Per contra Clause 36 (Forest consent for company exit)of the Company’s AoA places restrictions over the members’ rights to deal with the shares of the Company. The relevant extract of the Clause is replicated below;
“36. No member may initiate, negotiate, implement or complete a sale (whether by way of share sale, asset transfer, merger or other similar transaction), Listing or winding up of the Company unless prior approval of Forest has been obtained.”
A perusal of the above indicates that the members of the Company cannot effectuate a transaction that amounts to the sale, listing or winding up of the Company – and which in turn would affect the stake of Forest – without taking the consent of Forest first.
To sum it up, it can be seen that the Articles of the Company allow the directors to sell the shares of the Company pursuant to a requisite resolution passed by the members. This resolution can now be passed solely by Renault, once the proposed transaction is finalized, as discussed above. However, the members of the Company (in this case Renault and Forest) cannot alienate the shareholding of Forest without taking its consent first. The overarching theme of these provisions in the Articles of the Company are to (a) allow Renault to dispose off their stake as easily as possible and (b) to protect the minority stake of Forest in the Company. The distribution of these rights can be seen as a way to balance the interests of both, Renault and Forest by the means of drafting the Articles of the Company to go hand-in-hand with the Companies Act. That is to say, as far as the members of the Company are concerned, the Companies Act, 2006 does not impose any restrictions or duties upon them to act in the interest of other members. Hence, the Articles of the Company take charge of this fact to limit the rights of the members to only deal with their part of the shares and protect the minority interest of the others. On the other hand, Section 172 of the Companies Act, 2006 places an explicit duty on the shoulders of directors of Companies to promote the success of the Company keeping in mind the benefit of its members as a whole and also the need to act fairly as between the members of the Company. Therefore, the unfettered rights of the directors to sell the shares of Alpine Racing Limited are always monitored by the principles of good faith and the provisions of the Companies Act – thus, ensuring that Forest shall be protected at all times whilst giving Renault the option to sell its stake in its entirety.

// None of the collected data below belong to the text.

PR #7482, opened 2024-03-19
[i18nIgnore] fix(db): use `where` correctly

ematipico:
#### Description (required)

This PR updates a section of the Astro DB documentation. The section that shows how to delete a comment is incorrect. The `where` function doesn't accept a "raw" object, but we should always use the utility functions provided.

Reference: https://orm.drizzle.team/docs/sql#sql-in-where

Filed here https://github.com/withastro/astro/issues/10489

### DIFF
--- a/src/content/docs/ru/guides/astro-db.mdx
+++ b/src/content/docs/ru/guides/astro-db.mdx
@@ -233,7 +233,7 @@ import type { APIRoute } from "astro";
 import { db, Comment, eq } from 'astro:db';
 
 export const DELETE: APIRoute = async (ctx) => {
-  await db.delete(Comment).where(eq(Comment.id, ctx.params.id );
+  await db.delete(Comment).where(eq(Comment.id, ctx.params.id ));
   return new Response(null, { status: 204 });
 }
 ```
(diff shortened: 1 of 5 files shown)


delucis (approved):
Thanks for fixing this @ematipico! Noting that I’ll update the title to use `i18nIgnore` just in case any of the updated languages have other pending updates from the English so they aren’t marked as up-to-date.

src/content/docs/ru/guides/astro-db.mdx
```diff
@@ -230,10 +230,10 @@ const comments = await db.select().from(Comment);
 ```ts
 // src/pages/api/comments/[id].ts
-import { db, Comment } from 'astro:db';
+import { db, Comment, eq } from 'astro:db';
 
 export const DELETE: APIRoute = async (ctx) => {
-  await db.delete(Comment).where({ id: ctx.params.id });
+  await db.delete(Comment).where(eq(Comment.id, ctx.params.id );
```
sarah11918, line 236:
```suggestion
  await db.delete(Comment).where(eq(Comment.id, ctx.params.id ));
```

sarah11918 (approved):
Thank you, @ematipico , looks great! Just spotted a missing parenthesis.

PR #7507, opened 2024-03-20
[i18nIgnore] Remove prettier pnpm note

bluwy:
#### Description (required)

Since Prettier 3, I don't think `prettier-plugin-astro` should have issues with pnpm now. Original pnpm issue: https://github.com/prettier/prettier/issues/8056

The current [prettier setup recommendation](https://github.com/withastro/prettier-plugin-astro?tab=readme-ov-file#recommended-configuration) works well for me.

I removed the caution block for all translations.

cc @Princesseuh 

- Closes #
- Suggested label:


Princesseuh (approved):
Yep, that's correct! Prettier removed the auto plugin discovery completely, so it's no longer relevant. Good catch!

yanthomasdev (approved):
LGTM!

PR #7529, opened 2024-03-21
Enable `experimental.directRenderScript` option

bluwy:
#### Description (required)

Enable `experimental.directRenderScript` option so that scripts are rendered at the correct pages. But mainly also, I found this to improve performance during builds. The hoisted script analyzer before took some work to complete:

image

I navigated around the pages locally and everything seem to work right. One report I got (from Erika) is that there may be whitespace issues (as the script is now rendered where it's declared), but I also don't see it happening locally.

---

I also updated astro and rollup to latest. The current rollup build time locally for me went from 3m25s to 1m55s.

- Closes #
- Suggested label:


sarah11918:
Just a heads up that @delucis is away until Friday, and he should really be the one to take a look at this!

delucis:
@sarah11918 This might be a good one to tackle with a mass of Team Docs eyes! The change should be good, but the main thing will be to go through the site carefully checking that nothing has changed visually, so could be a good T&D candidate?

If all looks good, we might consider setting this as the default in Starlight too.

sarah11918:
Excellent! We'll review this one Thursday on Talking and Doc'ing and assuming no issues, we'll merge it then! Or, we'll provide feedback as to what might seem off.

alexanderniebuhr:
Very interested if this works.. I enabled that for the Astrolicious Starlight site which uses Tailwind and it got broken.. However that might have be caused by the combination of Starlight + Tailwind 🤔

bluwy:
Is that related to this?

> One report I got (from Erika) is that there may be whitespace issues (as the script is now rendered where it's declared), but I also don't see it happening locally.

I don't think we can fix that because that's how the new rendering technique works. You need re-structure/style your elements to ignore the whitespace.

alexanderniebuhr:
@bluwy It could be due to that, not sure. However since it's Starlight + Tailwind, there is no way I can restructure them. So that would need to be something Starlight or the Starlight Tailwind integration, would need to do 🤔

BryceRussell:
I am running into issues with the mobile table of contents, clicking any of the links does not collapse the view. In my console I am getting these errors: 
image

sarah11918:
@bluwy One issue reported by Bryce!

bluwy:
Thanks @BryceRussell! That seems like a real bug, it looks like the `/_astro/TableOfContents...` chunk was accidentally deleted because it was inlined in another component. I'll fix that upstream.

@alexanderniebuhr Happy to take a look into it if you can share an example. I think a fix would be to mark certain styles within Starlight to be non-whitespace sensitive so that Tailwind doesn't change it, but I'm not sure where.

alexanderniebuhr:
@bluwy forget what I said. It works now, so maybe a recent Astro release fixed it. I tested it two weeks back 🤔 :)

bluwy:
This should be ready now. The bug above was fixed in https://github.com/withastro/astro/pull/10686 and I've updated Astro to latest.

BryceRussell (approved):
Looks great! I tested the preview some more and everything is working with no errors in console

yanthomasdev (approved):

PR #7531, opened 2024-03-21
Improve tab scroll on click

bluwy:
#### Description (required)

At https://docs.astro.build/en/install/auto/#1-run-the-setup-wizard, when clicking a package manager tab, it auto scrolls to the tab and I lost focus of where I am 😅 This PR replaces the auto-scroll with a logic that maintains the scroll position when clicking on a tab.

In terms of an illustration, Renault can now sell its stake in Alpine Racing Limited in the following way;
Once a proposed buyer has been identified, Renault’s stake can be disposed off by the directors in pursuance of Clause 10 of the Articles of the Company. To ratify such sale, a special resolution can be obtained solely by Renault as they now hold 76% controlling majority in the Company. And all the while this transaction is fructifying in the background, Forest can rest assured that as per Clause 36 of the Articles read with Section 172 of the Companies Act, neither Renault nor the directors can alienate their stake in Alpine Racing Limited while keeping them in the dark or unprotected.
Conclusion
In summation, Alpine Racing Limited’s share re-classification could be seen as an effort by the Company to set up a transfer of Renault’s stake in the team. Alternatively, and at best, as there is no concrete confirmation in this regard, the team could be keeping their options open in case an eventuality arises where the top brass of the French manufacturer decides to pull the plug on its F1 operations completely. In light of the recent appointment of Hitech Grand Prix’s Oliver Oakes as the team principal of Alpine, and Hitech’s initial interest in joining the sport, the former could be seen as the most probable hypothesis.